Declara en definitiva la admisibilidad del planteo y da lugar al mismo,
consolidando la impunidad de los uniformados.
El uniforme sí se mancha
Va a ser muy difícil creer en “el policía de la esquina” en medio de tanta
demanda por más y mejor seguridad, ya que cinco de los seis acusados siguen en
actividad, portando sus armas reglamentarias y sus uniformes manchados por la
sospecha. Pero ése es el mensaje que dio el
Tribunal que preside la Dra. Aromí, secundada por el Dr. Coccia y la Dra.

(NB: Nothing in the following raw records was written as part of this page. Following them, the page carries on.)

Issue #2734, opened 2020-11-28
Improve installation instructions


dalanicolai:
I have just tried to install Ivy first using [the instructions from the github README](https://github.com/abo-abo/swiper#installation), and subsequently using [the instructions from the manual](https://oremacs.com/swiper/#installing-from-emacs-package-manager), both ways resulting in an erroneous installation.

The README instructs to install the Ivy package from MELPA/ELPA, but when installing Ivy using the package manager the counsel, swiper and ivy-hydra packages do not get installed (the installation is complaining about the last one not being available)

The manual instructs to install counsel using the package manager However when installing counsel from ELPA while also the MELPA packages are available, then Emacs will by default install the dependencies from MELPA (as explained [here](https://www.reddit.com/r/emacs/comments/8ua8e6/is_it_possible_specify_repository_preference_with/e1dqxl6?utm_source=share&utm_medium=web2x&context=3), resulting in the error as reported in issue #2591.

Please update the installation instructions to preferably install the counsel package from MELPA, or otherwise install from ELPA but then make sure that the dependencies are installed from ELPA also.

basil-conto:
(Nit: ELPA is the protocol, GNU ELPA is the archive.)

> when installing Ivy using the package manager the counsel, swiper and ivy-hydra packages do not get installed

Can you please describe in more detail the steps you took, what you expected to see, and what went wrong?  Emacs defaults to having only GNU ELPA in `package-archives`, from which you can install `ivy`, `swiper`, `counsel` (and optionally `hydra`):

1. `HOME="$(mktemp -d)" emacs -Q`
2. `M-x package-refresh-contents RET`
3. `M-x package-install RET counsel RET`

This succeeds in installing `ivy`, `swiper`, and `counsel`. The only bug I see here is that `ivy-hydra.el`, which is distributed with `ivy`, cannot be successfully byte-compiled since it unconditionally loads `hydra`, which is a separate package available on GNU ELPA. (In general the dependencies between these packages is a mess, but I'm not in a position to fix them.)

But assuming you don't want to install and use `hydra`, then you can just ignore this byte-compilation error.

> However when installing counsel from ELPA while also the MELPA packages are available, then Emacs will by default install the dependencies from MELPA

Carelessly mixing packages is never a good idea, and not just in the Emacs world. If a user wants to fetch packages from both GNU ELPA and MELPA (as I routinely do), then the onus lies on the user to set `package-archive-priorities` and `package-pinned-packages` appropriately.

[...]

PR #2735, opened 2020-11-28
Fix installation instruction in README (issue #2734)

dalanicolai:
When merged then also close issue #2734

### DIFF
--- a/README.md
+++ b/README.md
@@ -27,7 +27,13 @@ buffer names.
 
 ### Installation
 
-Install the `ivy` package from MELPA / GNU ELPA.
+Install the `counsel` package preferably from MELPA. If you prefer to
+install from GNU ELPA, then make sure that the depenedencies -i.e. the
+`Ivy` and `Swiper` packages- are installed from GNU ELPA also (to
+prevent issue #2591).
+
+More elaborate installation instruction are found in the
+[Ivy User Manual](https://oremacs.com/swiper/#installation).
 
 Users of Debian ≥10 (and derivatives such as Ubuntu ≥18.04) can
 install Ivy, Counsel, and Swiper with `sudo apt install elpa-counsel`.


README.md
```diff
@@ -27,7 +27,13 @@ buffer names.
 
 ### Installation
 
-Install the `ivy` package from MELPA / GNU ELPA.
+Install the `counsel` package preferably from MELPA. If you prefer to
```
basil-conto, line 30: Why suggest `counsel` rather than `ivy`? `ivy` is the core completion package; `counsel` is just a useful library built on top of it.

Also, as a FSF-copyrighted project distributed via GNU ELPA, MELPA should always come second to GNU ELPA, if we even mention it at all.

Nit: Please also add two spaces after a full stop, as per the `sentence-end-double-space` setting in `.dir-locals.el`.

README.md
```diff
@@ -27,7 +27,13 @@ buffer names.
...
+install from GNU ELPA, then make sure that the depenedencies -i.e. the
```
basil-conto, line 31: Nit: "-i.e." -> ", i.e.,"

README.md
```diff
@@ -27,7 +27,13 @@ buffer names.
...
+`Ivy` and `Swiper` packages- are installed from GNU ELPA also (to
```
basil-conto, line 32: Package names are lowercase: `ivy` and `swiper`.

If the user installs `counsel`, then they don't have to manually install `ivy` and `swiper` first. `counsel` lists `ivy` and `swiper` as dependencies, so they get automatically installed by the package manager.

README.md
```diff
@@ -27,7 +27,13 @@ buffer names.
...
+prevent issue #2591).
```
basil-conto, line 33: I don't think bug numbers belong under installation instructions of an active project.

README.md
```diff
@@ -27,7 +27,13 @@ buffer names.
...
+
+More elaborate installation instruction are found in the
```
basil-conto, line 35: Nit: "elaborate" -> "detailed", "are found" -> "can be found"

basil-conto (changes requested):

README.md
dalanicolai: I was trying to get `counsel-find-file`, I quickly read the first paragraph [here](https://oremacs.com/swiper/#installing-from-emacs-package-manager) which seemed to suggest that the best thing to do was to install counsel. However, I did not read further than that first paragraph because a quick look at that subsection made me assume that these were only more detailed instructions for how to install counsel. But now I see it actually also mentions that ivy can be installed separately.

dalanicolai:
Thanks for the great feedback, I will take it into account next time. I will close this bug now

Varela: los policías pueden matar, los testimonios y las pruebas comprometerlos
seriamente, pero siempre habrá algún tecnicismo amañado y antijurídico que les
permita zafar.
La familia Arapí entretanto, recibió otro mensaje de la “Justicia” correntina:
hay ciudadanos de primera y de segunda, y ellos por cierto, pertenecen a la
segunda categoría, y como tales tendrán que esperar por siempre una reparación
que quizás no llegue jamás, ya que cuando las etapas de apelación concluyan
las causas correrán el riesgo de prescribir.
Se comprende así la sonrisa en los rostros de los imputados cuando terminaban
las audiencias, por más que cada vez se encontraban más implicados, pero acaso
intuían que lo que resulta importante es el resultado del partido, y que si el
árbitro es hincha de tu equipo no podés perder.